Your instructions
Every line from the one containing "--- a/shesha-reactjs/src/components/tablePager/tablePaging.tsx" to the end of the listing below should be transcribed exactly, and no line outside that span should appear.

Exercise material
PR #4510, opened 2026-02-11
Fix page size change handling in TablePaging component to use current…

Tshepo1103-lab:
… page instead of defaulting to 1.

## Summary by CodeRabbit

* **Bug Fixes**
  * Prevents unexpected page reset on initial load when the page size selector is shown/hidden.
  * Pagination no longer auto-triggers a page size change on first render, improving stability and predictability.

### DIFF
--- a/shesha-reactjs/src/components/tablePager/tablePaging.tsx
+++ b/shesha-reactjs/src/components/tablePager/tablePaging.tsx
@@ -1,4 +1,4 @@
-import React, { FC, useEffect } from 'react';
+import React, { FC } from 'react';
 import { Pagination } from 'antd';
 import { useMedia } from 'react-use';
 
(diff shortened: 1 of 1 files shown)


Tshepo1103-lab:
#4511

shesha-reactjs/src/components/tablePager/tablePaging.tsx
```diff
@@ -63,7 +63,7 @@ export const TablePaging: FC<ITablePagerBaseProps> = ({
   };
 
   useEffect(() => {
-    if (!isNaN(selectedPageSize)) onShowSizeChange(1, selectedPageSize);
+    if (!isNaN(selectedPageSize)) onShowSizeChange(currentPage, selectedPageSize);
```
IvanIlyichev: Hi @Tshepo1103-lab . Pager should not silently change table state without user action. Initial usage of `useEffect` in here is incorrect. Try to remove `useEffect` and fix it on the datatable level, I believe it already restores the state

Output of the exercise
--- a/shesha-reactjs/src/components/tablePager/tablePaging.tsx
+++ b/shesha-reactjs/src/components/tablePager/tablePaging.tsx
@@ -1,4 +1,4 @@
-import React, { FC, useEffect } from 'react';
+import React, { FC } from 'react';
 import { Pagination } from 'antd';
 import { useMedia } from 'react-use';
 
(diff shortened: 1 of 1 files shown)


Tshepo1103-lab:
#4511

shesha-reactjs/src/components/tablePager/tablePaging.tsx
```diff
@@ -63,7 +63,7 @@ export const TablePaging: FC<ITablePagerBaseProps> = ({
   };
 
   useEffect(() => {
-    if (!isNaN(selectedPageSize)) onShowSizeChange(1, selectedPageSize);
+    if (!isNaN(selectedPageSize)) onShowSizeChange(currentPage, selectedPageSize);
```
IvanIlyichev: Hi @Tshepo1103-lab . Pager should not silently change table state without user action. Initial usage of `useEffect` in here is incorrect. Try to remove `useEffect` and fix it on the datatable level, I believe it already restores the state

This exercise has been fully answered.